Extracted entries:

PR #60, opened 2022-05-19
Check if PCM is enabled on host

vfebvre:
Retrieve Performance and Capacity Monitor preferences for each Host and store it so ManageIQ does not try to collect metrics for a host and its VMs if there is nothing to collect.

### DIFF
--- a/app/models/manageiq/providers/ibm_power_hmc/infra_manager.rb
+++ b/app/models/manageiq/providers/ibm_power_hmc/infra_manager.rb
@@ -19,6 +19,8 @@ class ManageIQ::Providers::IbmPowerHmc::InfraManager < ManageIQ::Providers::Infr
   supports :metrics
   supports :provisioning
 
+  has_many :hosts_advanced_settings, :through => :hosts, :source => :advanced_settings
+
   def self.params_for_create
     @params_for_create ||= {
       :fields => [
--- a/app/models/manageiq/providers/ibm_power_hmc/infra_manager/event_target_parser.rb
+++ b/app/models/manageiq/providers/ibm_power_hmc/infra_manager/event_target_parser.rb
@@ -65,25 +65,39 @@ class ManageIQ::Providers::IbmPowerHmc::InfraManager::EventTargetParser
   end
 
   def handle_usertask(usertask)
-    r = []
     if usertask["status"].eql?("Completed")
       case usertask["key"]
       when "TEMPLATE_PARTITION_SAVE", "TEMPLATE_PARTITION_SAVE_AS", "TEMPLATE_PARTITION_CAPTURE"
-        r << {:assoc => :miq_templates, :ems_ref => usertask['template_uuid']}
+        handle_usertask_template_save(usertask)
       when "TEMPLATE_DELETE"
-        template = ManageIQ::Providers::InfraManager::Template.find_by(:ems_id => ems_event.ext_management_system.id, :name => usertask['labelParams'])
-        unless template.nil?
-          r << {:assoc => :miq_templates, :ems_ref => template.uid_ems}
-        end
+        handle_usertask_template_delete(usertask)
       when "PCM_PREFERENCE_UPDATE"
-        usertask['labelParams'].first.tr("[] ", "").split(",").each do |hostname|
-          host = ManageIQ::Providers::IbmPowerHmc::InfraManager::Host.find_by(:ems_id => ems_event.ext_management_system.id, :name => hostname)
-          unless host.nil?
-            r << {:assoc => :hosts, :ems_ref => host.ems_ref}
-          end
-        end
+        handle_usertask_pcm_preference(usertask)
+      else
+        []
       end
     end
-    r
+  end
+
+  def handle_usertask_template_save(usertask)
+    [{:assoc => :miq_templates, :ems_ref => usertask['template_uuid']}]
+  end
+
+  def handle_usertask_template_delete(usertask)
+    template = ManageIQ::Providers::InfraManager::Template.find_by(:ems_id => ems_event.ext_management_system.id, :name => usertask['labelParams'])
+    if template.nil?
+      []
+    else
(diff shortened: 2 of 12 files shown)


app/models/manageiq/providers/ibm_power_hmc/infra_manager.rb
```diff
@@ -19,6 +19,8 @@ class ManageIQ::Providers::IbmPowerHmc::InfraManager < ManageIQ::Providers::Infr
   supports :metrics
   supports :provisioning
 
+  has_many :hosts_advanced_settings, :through => :hosts, :source => :advanced_settings
```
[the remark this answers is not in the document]
agrare: The base `Host` model already has advanced settings, but in order to pull these with refresh we need this association on the top-level manager.

For example here is the equivalent for VMs/Templates: https://github.com/ManageIQ/manageiq/blob/master/app/models/ext_management_system.rb#L122

I'm good with this here but eventually we could move this up to the base `ExtManagementSystem` model and add the inventory_collection to the core set.

app/models/manageiq/providers/ibm_power_hmc/infra_manager/event_target_parser.rb
```diff
@@ -70,14 +68,36 @@ def handle_usertask(usertask)
...
+    if template.nil?
+      []
+    else
+      [{:assoc => :miq_templates, :ems_ref => template.uid_ems}]
+    end
+  end
+
+  def handle_usertask_pcm_preference(usertask)
+    usertask['labelParams'].first.tr("[] ", "").split(",").each_with_object([]) do |hostname, array|
+      host = ManageIQ::Providers::IbmPowerHmc::InfraManager::Host.find_by(:ems_id => ems_event.ext_management_system.id, :name => hostname)
```
agrare, line 97: Minor but it is better to use the association rather than the direct IDs (if the assoc is cached it can use that and not do a query)

```suggestion
      host = ManageIQ::Providers::IbmPowerHmc::InfraManager::Host.find_by(:ext_management_system => ems_event.ext_management_system, :name => hostname)
```

app/models/manageiq/providers/ibm_power_hmc/infra_manager/event_target_parser.rb
```diff
@@ -70,14 +68,36 @@ def handle_usertask(usertask)
...
+      unless host.nil?
+        array << {:assoc => :hosts, :ems_ref => host.ems_ref}
```
agrare, line 99: I'd probably write this a little differently to reduce the number of queries:
```suggestion
    hostnames     = usertask['labelParams'].first.tr("[] ", "").split(",")
    host_ems_refs = ManageIQ::Providers::IbmPowerHmc::InfraManager::Host.where(:ems_id => ems_event.ext_management_system.id, :name => hostnames).pluck(:ems_ref)
    host_ems_refs.map { |ems_ref| {:assoc => :hosts, :ems_ref => ems_ref}
```

app/models/manageiq/providers/ibm_power_hmc/infra_manager/host.rb
```diff
@@ -1,6 +1,10 @@
 class ManageIQ::Providers::IbmPowerHmc::InfraManager::Host < ::Host
   include ManageIQ::Providers::IbmPowerHmc::InfraManager::MetricsCaptureMixin
 
+  supports :capture do
+    unsupported_reason_add(:capture, _("PCM not enabled for this Host")) unless advanced_settings.find { |s| s.name.eql?("pcm_enabled") }&.value.eql?("true")
```
agrare, line 5: I think it'd be helpful to have this as a virtual_column in the host model...try this out:
```
def pcm_enabled
  !!advanced_settings.detect { |s| s.name == "pcm_enabled" }&.value
end
virtual_column :pcm_enabled, :type => :boolean, :uses => :advanced_settings
```

app/models/manageiq/providers/ibm_power_hmc/infra_manager.rb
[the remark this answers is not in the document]
vfebvre: Yes I meant the Ems base class

app/models/manageiq/providers/ibm_power_hmc/infra_manager/event_target_parser.rb
vfebvre: ok

app/models/manageiq/providers/ibm_power_hmc/infra_manager/host.rb
vfebvre: Fixed it, I think

spec/factories/advanced_setting.rb
```diff
@@ -0,0 +1,4 @@
+FactoryBot.define do
+  factory :ibm_power_hmc_advanced_setting,
+          :class => "AdvancedSetting"
+end
```
agrare, line 4: @vfebvre it is a little confusing that this is called `ibm_power_hmc_advanced_setting` when it is actually just the base class.  Since you aren't setting anything in the factory FactoryBot can "figure it out" from the name and define the factory on the fly.  Try just deleting this file, and using just `FactoryBot.create(:advanced_settings, :name => "pcm_enabled", :resource => host, :value => "false")` in your host_spec

agrare:
Just that one comment then this looks good to me

app/models/manageiq/providers/ibm_power_hmc/infra_manager/host.rb
agrare: :+1: yes looks great

spec/factories/advanced_setting.rb
vfebvre: Ok, fixed it. Interesting, I did not know factories could be defined implicitly.

agrare (approved):

Issue #43, opened 2022-02-28
Discussion : Multiple path LogicalUnit implementation


CallisteH:
From the HMC we have the possibility to have a VirtualSCSIStorage instance reachable from several paths, as suggested by the scheme defined by @dberg1.

Today in ManageIQ we try to implement VirtualSCSIStorage in the disks table. We are thinking about the best approach to inventory VirtualSCSIStorage, and more precisely, in this case, LogicalUnit (HMC object). 

![image](https://user-images.githubusercontent.com/70648532/155560198-314b7ba4-9586-4cb7-aae7-3e697c0ce886.png)

CallisteH:
Following a conversation with @Fryguy @agrare and @jaywcarman, the possibility of seeing the `volume_mapping` table was brought up.

Is there an existing provider that would do a similar job?

agrare:
So @CallisteH I think I need a little more clarity about this diagram, both LPARs and VIOSs are VMs so do some VMs connect to an MPIO through other VMs?  It looks like the two VIOs' vscsi adapters are connected to the LPAR vscsi adapter which is then connected to the MPIO

dberg1:
VIOSes are special VMs that have direct disk access and serve disk I/Os to other VMs (LPARs).
LPARs access disks through the VIOSes.

agrare:
Oh okay interesting, would it be safe to say that a VIOS disk backing is an LPAR disk?

agrare:
We could use the `GuestDevice` model which is what we use to track a VM's virtual hardware, currently they track NICs but could easily be extended to track vSCSI controllers.  I've wanted to track virtual storage controllers on vmware for a while so this seems like a good time to do that.

CallisteH:
To simplify, I would say that in the HMC there is a relationship LPAR <--OneToMany--> VIOS <--ManyToOne--> LogicalUnit (through VSCSI Mappings).
On MIQ, both VIOSes and LPARs are in the `vm` table. This `vm` table has a OneToMany relationship with `hardwares`. I think we may have a problem in the relationship between VM and Hardware (OneToOne) for the specific case of the HMC. If we consider a concrete case of multipath where we have LPAR 1 linked to two vioses (VIOS1 and VIOS2) which are linked to a single LUN logical unit, as the diagram below suggests:
**Diagram of a storage infrastructure with multipath**
[...]

PR #62, opened 2022-06-14
[WIP] Adding PhysicalVolume, VirtualDisk, VirtualOpticalMedia inventory

CallisteH:
Implementation of PhysicalVolume, VirtualDisk, VirtualOpticalMedia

Exercise directions: For the string "association", count the lines of the entries above that include it; answer with the number only.

Answer section: 2